[Intel-gfx] [PATCH] drm/i915: Replace obj->pin_global with obj->frontbuffer
Chris Wilson
chris at chris-wilson.co.uk
Fri Aug 23 17:03:44 UTC 2019
Quoting Ville Syrjälä (2019-08-23 17:48:49)
> On Fri, Aug 23, 2019 at 05:20:41PM +0100, Chris Wilson wrote:
> > obj->pin_global was original used as a means to keep the shrinker off
> > the active scanout, but we use the vma->pin_count itself for that and
> > the obj->frontbuffer to delay shrinking active framebuffers. The other
> > role that obj->pin_global gained was for spotting display objects inside
> > GEM and working harder to keep those coherent; for which we can again
> > simply inspect obj->frontbuffer directly.
> >
> > Coming up next, we will want to manipulate the pin_global counter
> > outside of the principle locks, so would need to make pin_global atomic.
> > However, since obj->frontbuffer is already managed atomically, it makes
> > sense to use that the primary key for display objects instead of having
> > pin_global.
>
> The difference being that pin_global was only incremented while active
> scanout was happening, but obj->frontbuffer simply indicates that the
> obj is attached to at least one framebuffer regardless of whether it's
> ever scanned out or not.
cpu_write_needs_clflush() is the main culprit there,
i915_gem_pwrite_ioctl
i915_gem_set_domain_ioctl(CPU, CPU)
which I hope we truly do not have to worry about are being heavily used
on framebuffer objects.
flush_if_display() is only used on framebuffer objects
intel_user_framebuffer_dirty (DIRTYFB_IOCTL)

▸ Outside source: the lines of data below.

Issue #2504, opened 2018-01-06
Color picker <input> for DOM library


stellartux:
#### Nature of issue?

- [x] Existing feature enhancement
- [x] New feature request

#### Most appropriate sub-area of p5.js?

- [x] Color
- [x] Other (specify if possible) - p5.dom.js

#### New feature details:
I was thinking it'd be useful if there was a quick and easy way to add the color picker DOM element with p5.js by doing something like `createColor()` . It's possible to `createInput('#ffffff', 'color')` but calling `value()` on this input returns a hex color string, it'd be nice to be able to read and write the value as a `p5.Color`. For this I was thinking it'd be useful to parameterize the `Color.toString()` function so it could format the string in different ways, in this case as a 6 digit hex color code.

I'm going to attempt to implement this.

limzykenneth:
As you mentioned `createInput('#ffffff', 'color')` is already available to create a color picker element and so having an additional function `createColor()` may be confusing and unnecessary. 

As for returning a `p5.Color` object instead of a hex string, I'm also a bit skeptical of it. The main reason being having some sort of parity with the native HTML/JS API. The reason it returns a hex string is because with native API it returns a hex sting (ie. `docElement.value` returns a hex string). Not doing too much magic behind the scene helps with transitioning or working with other library/frameworks. It also aids the case when you need to send the color data off to a server instead of having to serialize it yourself. Getting the hex string and initializing a p5.Color object like so `color(myInput.value)` can easily create a `p5.Color` object as well.

Perhaps you have some use cases where `color(myInput.value)` is not a viable solution?

amoetodi:
I'm surprised you think its unnecessary having an easy way to input a color in a graphics library. If `createColor()` is unnecessary, by the same logic so are `createSlider()`, `createButton()`, `createCheckbox()`, `createSelect()` and `createRadio()`.

It's not that the current method isn't viable to use, it's just inconsistent with the rest of the dom library. Currently, if you want to create a color input and choose the color it starts with, you have to convert it to a hex color code manually, and you can't create one without choosing a default color.  Using `color(myInput.value)`  feels like an awkward workaround when none of the other dom element values need converted. I can see why you would want it to be an easy transition to work with other frameworks or native HTML/JS, but if that's the idea it'd be better not to use the dom library at all. Isn't the point of the dom library letting people use dom elements without having to think about what's going on behind the scenes? 

[...]

PR #3089, opened 2018-07-19
Add createColorPicker 

TanviKumar:
Base for the createColorPicker method.

Hoping someone can guide me on how to make the element return a p5.Color object.

### DIFF
--- a/lib/addons/p5.dom.js
+++ b/lib/addons/p5.dom.js
@@ -799,10 +799,8 @@
    * function setup() {
    *   createCanvas(100, 100);
    *   background('grey');
-   *   var c1 = '#ff0000';
-   *   inp1 = createColorPicker(c1);
-   *   var c2 = color('yellow');
-   *   inp2 = createColorPicker(c2);
+   *   inp1 = createColorPicker('#ff0000');
+   *   inp2 = createColorPicker(color('yellow'));
    *   inp1.input(setShade1);
    *   inp2.input(setShade2);
    *   setMidShade();
--- a/lib/addons/p5.dom.js
+++ b/lib/addons/p5.dom.js
@@ -785,6 +785,81 @@
   };
 
   /**
+   * Creates a colorPicker element in the DOM for color input.
+   * The .value() method will return a hex string (#rrggbb) of the color
+   * The .color() method will return a p5.Color object with the current chosen color
+   *
+   * @method createColorPicker
+   * @param {String|p5.Color} [value] default color
+   * @return {p5.Element} pointer to <a href="#/p5.Element">p5.Element</a> holding created node
+   * @example
+   * <div>
+   * <code>
+   * var inp1, inp2;
+   * function setup() {
+   *   createCanvas(100, 100);
+   *   background('grey');
+   *   var c1 = '#ff0000';
+   *   inp1 = createColorPicker(c1);
+   *   var c2 = color('yellow');
+   *   inp2 = createColorPicker(c2);
+   *   inp1.input(setShade1);
+   *   inp2.input(setShade2);
+   * }
+   *
+   * function draw() {
+   *   // Finding a shade between the two
+   *   var commonShade = lerpColor(inp1.color(), inp2.color(), 0.5);
+   *   fill(commonShade);
+   *   rect(20, 20, 60, 60);
+   * }
+   *
+   * function setShade1() {
+   *   console.log('You are choosing shade 1 to be : ', this.value());
+   * }
+   * function setShade2() {
+   *   console.log('You are choosing shade 2 to be : ', this.value());
+   * }
+   * </code>
+   * </div>
+   */
+  p5.prototype.createColorPicker = function(value) {
+    p5._validateParameters('createColorPicker', arguments);
+    var elt = document.createElement('input');
+    var self;
+    elt.type = 'color';
+    if (value) {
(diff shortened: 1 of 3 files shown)


TanviKumar:
This PR aims to resolve #2504

limzykenneth:
The value passed in probably needs to be able to handle different value types (hex strings, p5.Color object, etc) so you will need to overload it by checking value type.

For the element to return a p5.Color object, you will need to create the p5.Color object in the function itself from its value using the `color` function then assign the created object to the relevant property on the returned object.

lmccart:
@almchung can you review this and help guide @TanviKumar in following up with @limzykenneth's suggestions?

TanviKumar:
@limzykenneth trying to add the `color` method or trying to use any of the p5.Color based methods (like `toString` to assign the right value to the created object produces an error as the methods aren't accessible. Would like some guidance on how to procees here

limzykenneth:
@TanviKumar How are you calling the `color()` method here? I would think `this.color()` should probably suffice but if you are already doing that, maybe try `p5.prototype.color()`

TanviKumar:
@almchung I'm getting error stating related to colorMode when I use `color`. Having issues with rectifying it

TanviKumar:
@almchung I've updated the code and the example, do take a look. Shall I also go ahead an add a sketch to manual-test-examples under the test folder?

almchung:
@TanviKumar Hey, it looks good!! One last small thing, if you have time can you check in [LN832](https://github.com/processing/p5.js/pull/3089/commits/ef00da5d0481d36c5a096b1b910ae126e1d69642#diff-84dfcaf5d56a24f4ee13a32c644817b0R832) if we can use `instanceof` to check if the input is an instance of p5.Color object? Thanks!

TanviKumar:
@almchung instanceof works just fine, added that to the code!

lib/addons/p5.dom.js
```diff
@@ -784,6 +784,81 @@
     return self;
   };
 
+  /**
+   * Creates a colorPicker element in the DOM for color input.
+   * The .value() method will return a hex string (#rrggbb) of the color.
+   * The .color() method will return a p5.Color object with the current chosen color.
+   *
```
lmccart: can we add an example here?

lmccart: oops nm i see it below!

lib/addons/p5.dom.js
```diff
@@ -784,6 +784,81 @@
...
+   *   inp1 = createColorPicker(c1);
+   *   var c2 = color('yellow');
+   *   inp2 = createColorPicker(c2);
+   *   inp1.input(setShade1);
+   *   inp2.input(setShade2);
+   * }
+   *
+   * function draw() {
+   *   // Finding a shade between the two
+   *   var commonShade = lerpColor(inp1.color(), inp2.color(), 0.5);
```
lmccart: to create a new color ever loop of draw will actually slow things down quite a bit when there's more going on in the sketch. is it possible to make an example using a `.changed()` listener instead? this would fit better with best JS practices, setting the user up for good programming patterns. see [this example](https://p5js.org/reference/#/p5.Element/changed) as a guide.

lib/addons/p5.dom.js
```diff
@@ -784,6 +784,81 @@
...
+      if (value instanceof p5.Color) {
+        elt.value = value.toString('#rrggbb');
+      } else {
+        p5.prototype._colorMode = 'rgb';
+        p5.prototype._colorMaxes = {
+          rgb: [255, 255, 255, 255],
+          hsb: [360, 100, 100, 1],
+          hsl: [360, 100, 100, 1]
+        };
+        var c = p5.prototype.color(value);
```
lmccart: is this intermediary variable required?

lib/addons/p5.dom.js
```diff
@@ -784,6 +784,81 @@
...
+    self = addElement(elt, this);
+    // Method to return a p5.Color object for the given color.
+    self.color = function() {
+      if (value.mode) {
+        p5.prototype._colorMode = value.mode;
+      }
+      if (value.maxes) {
+        p5.prototype._colorMaxes = value.maxes;
+      }
+      var c = p5.prototype.color(this.elt.value);
```
lmccart: is this intermediary variable required?

lib/addons/p5.dom.js
TanviKumar: Will shift that code to the Input Change callback methods, setShade1 and setShade2 here!

lib/addons/p5.dom.js
almchung: nope, we can remove them [LN841](https://github.com/processing/p5.js/pull/3089/files#diff-84dfcaf5d56a24f4ee13a32c644817b0R841), [LN856](https://github.com/processing/p5.js/pull/3089/files#diff-84dfcaf5d56a24f4ee13a32c644817b0R856) . Thank you, @TanviKumar !

TanviKumar:
@almchung @immcart I've made the required updations. Shall I add the manual test examples and push the code within this PR?

lmccart:
thanks @TanviKumar. one comment then this should be good to merge.

TanviKumar:
@lmccart Made the requested change!

lmccart:
thanks @TanviKumar!

Issue #2751, opened 2018-03-30
touchStarted() breaks slider


aatishb:
#### Nature of issue?

- [X] Found a bug

#### Most appropriate sub-area of p5.js?

- [X] Other - DOM

#### Which platform were you using when you encountered this?

- [X] Mobile/Tablet (touch devices)
- [X] Desktop/Laptop
- [ ] Others (specify if possible)

#### Details about the bug: 

- p5.js version: 0.6.0
- Web browser and version: Chrome 65.0, Safari 11.0.3
- Operating System: Mac os X
- Steps to reproduce this:

When I include the touchStarted() function in my code, the slider will no longer slide. But when I delete it, the slider works again.

[Example code](http://alpha.editor.p5js.org/aatish/sketches/BJYx2fhqf)

IcyTv:
I'm not sure on this, but as far as I see it, the slider only gets blocked if you return false. As soon as you return true the slider works...

aatishb:
That's interesting. Also noticed that touchMoved() also breaks the slider but touchEnded() does not.

LadySith:
Hi @aatishb ,

I'm looking into this issue and it seems to be working as expected since if you return true the slider works correctly. Would you be able to give the specific situation or link me to the code in which this is an issue?

aatishb:
Hi, Thanks for looking into this. It seems to work fine with return true. Perhaps then the documentation on the above pages (touchStarted, touchMoved, mouseDragged, mousePressed) should be updated to say 'return true' instead. Currently it says "To prevent any default behavior for this event, add "return false" to the end of the method." Other than that this seems ok to close.

PR #3092, opened 2018-07-22
Edited documentation for pointer events

LadySith:
Edited documentation for touchStarted(), touchPressed(), mouseMoved()
and mouseDragged() to specify inclusion of return true to enable default
behaviors when using methods.

### DIFF
--- a/src/events/mouse.js
+++ b/src/events/mouse.js
@@ -466,6 +466,8 @@ p5.prototype._setMouseButton = function(e) {
  * Browsers may have different default
  * behaviors attached to various mouse events. To prevent any default
  * behavior for this event, add "return false" to the end of the method.
+ * Otherwise add "return true" if you wish for default
+ * mouse behavior to be recognized by browser.
  *
  * @method mouseDragged
  * @example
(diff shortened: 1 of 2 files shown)


src/events/mouse.js
```diff
@@ -466,6 +466,8 @@ p5.prototype._setMouseButton = function(e) {
  * Browsers may have different default
  * behaviors attached to various mouse events. To prevent any default
  * behavior for this event, add "return false" to the end of the method.
+ * Otherwise add "return true" if you wish for default
+ * mouse behavior to be recognized by browser.
```
lmccart: I thought that the default behavior would occur if there was no return line. Or do I have that wrong?

limzykenneth: Returning nothing should give the default behavior as the code only check for false with `===` so any other value (including `undefined` when there is no return) should give default behaviour

limzykenneth:
Hi @LadySith, can you explain a bit about this PR? The events functions doesn't need the user to return true to enable default behavior, only return false to disable them.

LadySith:
Hi @limzykenneth and @lmccart . Sorry I was trying to find a solution to this [Issue 2751](https://github.com/processing/p5.js/issues/2751) which turned out to be a non-issue. Since the default is to enable the behavior then this pull request can be closed.

PR #3095, opened 2018-07-24
refresh lock file

Spongman:
it looks like the `package-lock.json` file that's checked into master is out of sync with `package.json`, worse it looks like the lock file comes from the future - it includes many packages with higher versions than specified in `package.json`. maybe `package.json` was updated at some point, but only the lock file was checked in? this is currently breaking `yarn import` which is more sensitive to these kinds of errors than npm's `lock-verify`.

anyway... this PR is the result of running `npm install` with npm v6.1.0 on node v10.6.0. which should bring everything in sync.

### DIFF
--- a/package-lock.json
+++ b/package-lock.json
@@ -4,13 +4,37 @@
   "lockfileVersion": 1,
   "requires": true,
   "dependencies": {
+    "@types/core-js": {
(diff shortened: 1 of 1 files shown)


lmccart:
thanks!

PR #3097, opened 2018-07-27
Fixes arc stroke, removes arcModeAdjust

### LINKED ISSUE #2919: arc renders unexpectedly when start and stop angle are the same

AdilRabbani:
Fixes #2919 : 2D arc renders/flickers a rect on the screen. Also removes arcModeAdjust() as it is not being used with the new arc implementation in webgl-gsoc-2018.

### DIFF
--- a/src/core/canvas.js
+++ b/src/core/canvas.js
@@ -17,17 +17,5 @@ module.exports = {
     } else if (mode === constants.CENTER) {
       return { x: a - c * 0.5, y: b - d * 0.5, w: c, h: d };
     }
-  },
-
-  arcModeAdjust: function(a, b, c, d, mode) {
-    if (mode === constants.CORNER) {
-      return { x: a + c * 0.5, y: b + d * 0.5, w: c, h: d };
-    } else if (mode === constants.CORNERS) {
-      return { x: a, y: b, w: c + a, h: d + b };
-    } else if (mode === constants.RADIUS) {
-      return { x: a, y: b, w: 2 * c, h: 2 * d };
-    } else if (mode === constants.CENTER) {
-      return { x: a, y: b, w: c, h: d };
-    }
   }
 };
--- a/src/core/p5.Renderer2D.js
+++ b/src/core/p5.Renderer2D.js
@@ -435,14 +435,14 @@ p5.Renderer2D.prototype._acuteArcToBezier = function _acuteArcToBezier(
 
   // Return rotated waypoints.
   return {
-    ax: Math.cos(start),
-    ay: Math.sin(start),
-    bx: lambda * cos_phi + mu * sin_phi,
-    by: lambda * sin_phi - mu * cos_phi,
-    cx: lambda * cos_phi - mu * sin_phi,
-    cy: lambda * sin_phi + mu * cos_phi,
-    dx: Math.cos(start + size),
-    dy: Math.sin(start + size)
+    ax: Math.cos(start).toFixed(7),
+    ay: Math.sin(start).toFixed(7),
+    bx: (lambda * cos_phi + mu * sin_phi).toFixed(7),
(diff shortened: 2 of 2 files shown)


Spongman:
i wonder if it might be better to try to track down the cause of this issue in `_acuteArcToBezier`? it seems a little heavy-handed to just render all the numbers as truncated strings and then re-reparse them.

does anyone know a reason why p5 doesn't just use canvas' `arc` method here (instead of approximating cubic beziers)?

AdilRabbani:
I agree with @Spongman. Shouldn't we use canvas' arc for this purpose? I have tested it on many examples and it works great. What do you think? @mlarghydracept

mlarghydracept:
I am not very familiar with this part of the library. There may be a good reason why [arc](https://developer.mozilla.org/en-US/docs/Web/API/CanvasRenderingContext2D/arc) wasn't used. I dug through the history a bit but it doesn't go back far enough to see when or why this decision was first made. Maybe @lmccart or @joecridge have some insight?

AdilRabbani:
okay....I'm guessing this is because canvas' arc doesn't have an option for a width and a height....https://developer.mozilla.org/en-US/docs/Web/API/CanvasRenderingContext2D/arc

joecridge:
Hi all. @AdilRabbani is correct that the reason we roll our own arc implementation is so that we can support the `arc()` and `ellipse()` signatures of the Processing API, which (depending on `ellipseMode()`) allow you specify the width and height of the underlying ellipse. This should mean that you can port a Proccessing sketch to p5.js with those drawing calls meaning the same thing.

I haven’t had a chance to test yet, but I suspect that the flickering is caused by @AdilRabbani’s self-described hack (no disrespect intended 😛) in #3042 (specifically, [these two lines](
https://github.com/processing/p5.js/pull/3042/files#diff-b224eabb1710349c5e23fcf38de6c7d9R451)), and that the rounding induced by the stringification and re-parsing in this PR ‘resolves’ the issue (at least on the arc sizes being tested) by sweeping the impression under the carpet. I think that both of these changes mask the true issue in the original implementation (#2919 – unexpected behaviour when start and end angle are the same), and will make future bugs even more difficult to reason about (essentially, a hack fixing a hack).

I’ll dig up the previous discussions about exactly what start/end angle are supposed to do (the behaviour for p5.js  is well-defined, but deliberately _somewhat_ different from Processing, whose behaviour is not self-consistent) and I’ll post it over on #2919.

lmccart:
Thanks @AdilRabbani looks like this has been incorporated https://github.com/processing/p5.js/blob/master/src/core/p5.Renderer2D.js#L415 so I'll close this PR.

Issue #3087, opened 2018-07-16
mouseButton lags one click behind in canvas.mousePressed


j6k4m8:
#### Nature of issue?

- [x] Found a bug

#### Most appropriate sub-area of p5.js?
- [x] Core/Environment/Rendering

#### Which platform were you using when you encountered this?
- [x] Desktop/Laptop

#### Details about the bug: 

- p5.js version: 0.6.0
- Web browser and version: Chrome ~67 (Did not test on other browsers)
- Operating System: MacOS, Ubuntu, ChromeOS (Did not test on Windows)
- Steps to reproduce this:

It appears that the `mouseButton` lags one click behind when attaching the `mousePressed` listener to the canvas rather than the global p5 namespace (as per examples [here](https://github.com/processing/p5.js/blob/877a8dcdcc1b77d1d3d1dbd1d91150373b9ea033/test/manual-test-examples/instantiation-instance/case6/sketch.js) and explanation [here](https://github.com/processing/p5.js/issues/1437))

## Minimal reproduction:

```js
// Create canvas to populate later
let canvas;

function setup() {
  canvas = createCanvas(100, 100);

  // Prevent right-clicks from opening context menu.
  // Note: This is optional; bug persists either way.
  canvas.elt.oncontextmenu = (function() { return false });
  
  // Attach mousePressed to canvas, not global p5
  canvas.mousePressed(function() {
    console.log(mouseButton);
  })
}

function draw() {
  // Doesn't matter what goes here...could even be empty.
  background(0, 10, 10);
}
```

- Run the above code
- Click `left`, `right`, `right`
- The console will show:
  `0`, **`LEFT`**, `RIGHT`

At first, I thought this was a [race condition](https://github.com/processing/p5.js/issues/996) but it doesn't appear to be; I think `mouseButton` might just not be set yet when this function runs. Thoughts?

Spongman:
can you try this with 0.6.1?

j6k4m8:
Confirmed on 0.6.1: https://alpha.editor.p5js.org/j6m8/sketches/rJzZPF5QX

Spongman:
ok, it looks like it's because the `canvas.mousePressed` call is just setting the event listener functions on the canvas element, and this is bypassing (or rather just happening before) the `mousePressed` logic.

j6k4m8:
oh interesting. sounds like that's not an easy fix on this end then?

Spongman:
[...]

PR #3102, opened 2018-07-30
bugfix: Set mousepress details prior to Element#mousePressed

j6k4m8:
This resolves the issue in #3087, in which the `mouseButton` variable reports the incorrect value in `mousePressed` functions attached to `p5.Element`s rather than to the global scope.

Looking forward to hearing your thoughts; this does not change functionality; tests still pass as they do on latest mater, and I don't believe this affects or requires changes to any of the existing examples.

**[EDIT]** I'd be happy to add some inline docs if anyone feels that it's unclear what's happening here.

### DIFF
--- a/src/core/p5.Element.js
+++ b/src/core/p5.Element.js
@@ -232,7 +232,12 @@ p5.Element.prototype.class = function(c) {
  *
  */
 p5.Element.prototype.mousePressed = function(fxn) {
-  adjustListener('mousedown', fxn, this);
+  var eventPrependedFxn = function(event) {
+    this._pInst._setProperty('mouseIsPressed', true);
+    this._pInst._setMouseButton(event);
+    return fxn();
+  };
+  adjustListener('mousedown', eventPrependedFxn, this);
   return this;
 };
 


lmccart:
this is great thanks @j6k4m8. oh I just saw your [EDIT]. yes, I think it would be helpful to have an inline comment here if you don't mind adding it.

j6k4m8:
Thanks @lmccart!! For sure — should I add to this branch for a subsequent merge?

lmccart:
@j6k4m8 sure, that makes sense

limzykenneth:
This PR is causing the issue at #3141. I'm not familiar enough with this part of the codebase but it seems to be lacking certain checks for undefined variables or unbound variables.

j6k4m8:
Looking into this today. Do any contributors know why some elements might
not have these vars populated? A little out of my depth here

meiamsome:
@j6k4m8 @limzykenneth Looks like this is probably a separate but related bug - the p5.dom.js library isn't passing down the p5 instance here: https://github.com/processing/p5.js/blob/6d832afac913bca3a0e615622e47474944addcfb/lib/addons/p5.dom.js#L251

limzykenneth:
@meiamsome That's the part that I was suspecting as well since `p5.Element` will need to have `pInst` defined somewhere and only place I see it explicitly defined is at the constructor. Still, I'm not familiar with the setup of p5.dom so I'll leave it to you or someone else to confirm and fix this. 😄

Issue #2999, opened 2018-06-08
Instance mode will try to use global functions


meiamsome:
#### Nature of issue?

- [x] Found a bug
- [ ] Existing feature enhancement
- [ ] New feature request

#### Most appropriate sub-area of p5.js?

- [ ] Color
- [x] Core/Environment/Rendering
- [ ] Data
- [ ] Events
- [ ] Image
- [ ] IO
- [ ] Math
- [ ] Typography
- [ ] Utilities
- [ ] WebGL
- [ ] Other (specify if possible)

#### Details about the bug: 
Code to reproduce:
```javascript
new p5(function(s) {
  s.setup = function() {
    s.background(0);
    setTimeout(function() {
      window.draw = function draw() {
        s.background(200);
      }
      s.draw = null;
    }, 2000);
  }
});
```
This is a heavily reduced version of the issue to show the problem, as it can often be unclear what is happening. In the following code, the global sketch appears animated because the instance mode is actually animating it by calling `draw`, and all of the global `p5` functions are bound to the global instance.
```javascript
function setup() {
  noLoop();
}

function draw() {
  background(100);
  ellipse(mouseX, mouseY, 10);
}

new p5(function(s) {
  s.setup = function() {
    s.background(200);
  }
});
```
I believe this happens for `preload` and `setup` too, but they are harder to verify.

PR #3162, opened 2018-08-17
Instance mode calls global

Zalastax:
The first two commits clean up JSHint / ESLint files.
`createP5Iframe` is needed in the tests I've added so I made it accessible for all tests in the third commit.
The fourth commit tests the problem described in #2999 and the last commit make the tests green again.

### DIFF
--- a/.eslintrc
+++ b/.eslintrc
@@ -2,16 +2,13 @@
   "env": {
     "node": true,
     "browser": true,
-    "mocha": true,
     "amd": true,
     "es6": true
   },
   "globals": {
-    "p5": true,
-    "assert": true,
-    "expect": true,
-    "sinon": true
+    "p5": true
   },
+  "root": true,
   "extends": ["eslint:recommended", "prettier"],
   "plugins": ["prettier"],
   "parserOptions": {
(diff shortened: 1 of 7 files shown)


Zalastax:
It was a bit confusing when to use `context` and when to use `this`.
I assume `context` is meant to be where the user defines their callback functions?
I think it would be nice to add
```JS
/**
 * User defined functions that are defined on window if global mode
 * @typedef {Object} UserContext
 * @property {Function} setup
 * @property {Function} draw
 * @property {Function} preload 
 */

/**
 *
 * @method _getContext 
 * @private
 * @return {UserContext}
 */
p5.prototype._getContext = function() {
  if (this._isGlobal) {
     return window;
  }
  return this;
}
```

lmccart:
thanks @Zalastax. can you separate out commits 1+2, commit 3, and commits 4+5? they seem to be addressing different issues.

Zalastax:
I separated out the first commit but there is a dependency chain between the other commits. It's possible to break the chain but the end result would be worse / risk merge conflicts that need to be resolved. If you still want that change to happen, just let me know.

lmccart:
thanks!

Zalastax:
You're absolutely right! I accidentally left in a `suite.only` 😱 https://github.com/processing/p5.js/pull/3162/files#diff-1d1e4669d2175b67408c9b9f1e65c1daR261. If the tests don't work after replacing that with `suite`, revert the merge and I'll get back to fix that soon.

lmccart:
aha that fixed things thanks!

PR #3166, opened 2018-08-19
Rework asynchronous loading test to remove logs

### LINKED ISSUE #3093: global-mode errors fired during mocha tests
(current master)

i915_gem_sw_finish_ioctl (which should not be used!)
and then they only actually do anything if the CPU cache is dirty from
either of the above ioctls or set-cache-level, or after rendering with
EXEC_OBJECT_WRITE into an LLC object.
> > Signed-off-by: Chris Wilson <chris at chris-wilson.co.uk>
> > Cc: Mika Kuoppala <mika.kuoppala at linux.intel.com>
> > ---
> > .../gpu/drm/i915/display/intel_frontbuffer.c | 13 +++++--
> > drivers/gpu/drm/i915/gem/i915_gem_domain.c | 34 ++++++-------------
> > drivers/gpu/drm/i915/gem/i915_gem_object.h | 3 +-
> > .../gpu/drm/i915/gem/i915_gem_object_types.h | 2 --
> > drivers/gpu/drm/i915/gem/i915_gem_shrinker.c | 15 +++-----
> > drivers/gpu/drm/i915/i915_debugfs.c | 12 ++-----
> > 6 files changed, 29 insertions(+), 50 deletions(-)
> >
> > diff --git a/drivers/gpu/drm/i915/display/intel_frontbuffer.c b/drivers/gpu/drm/i915/display/intel_frontbuffer.c
> > index 719379774fa5..43047b676b7b 100644
> > --- a/drivers/gpu/drm/i915/display/intel_frontbuffer.c
> > +++ b/drivers/gpu/drm/i915/display/intel_frontbuffer.c
> > @@ -220,11 +220,18 @@ static void frontbuffer_release(struct kref *ref)
> > {
> > struct intel_frontbuffer *front =
> > container_of(ref, typeof(*front), ref);
> > + struct drm_i915_gem_object *obj = front->obj;
> > + struct i915_vma *vma;
> >
> > - front->obj->frontbuffer = NULL;
> > - spin_unlock(&to_i915(front->obj->base.dev)->fb_tracking.lock);
> > + spin_lock(&obj->vma.lock);
> > + for_each_ggtt_vma(vma, obj)
> > + vma->display_alignment = I915_GTT_PAGE_SIZE;
> > + spin_unlock(&obj->vma.lock);
> >
> > - i915_gem_object_put(front->obj);
> > + obj->frontbuffer = NULL;
> > + spin_unlock(&to_i915(obj->base.dev)->fb_tracking.lock);
> > +
> > + i915_gem_object_put(obj);
> > kfree(front);
> > }
> >
> > diff --git a/drivers/gpu/drm/i915/gem/i915_gem_domain.c b/drivers/gpu/drm/i915/gem/i915_gem_domain.c
> > index 9c58e8fac1d9..0341b3da930a 100644
> > --- a/drivers/gpu/drm/i915/gem/i915_gem_domain.c
> > +++ b/drivers/gpu/drm/i915/gem/i915_gem_domain.c
> > @@ -27,7 +27,7 @@ static void __i915_gem_object_flush_for_display(struct drm_i915_gem_object *obj)
> >
> > void i915_gem_object_flush_if_display(struct drm_i915_gem_object *obj)
> > {
> > - if (!READ_ONCE(obj->pin_global))
> > + if (!READ_ONCE(obj->frontbuffer))
> > return;
>
> So we maybe get a few more flushes now?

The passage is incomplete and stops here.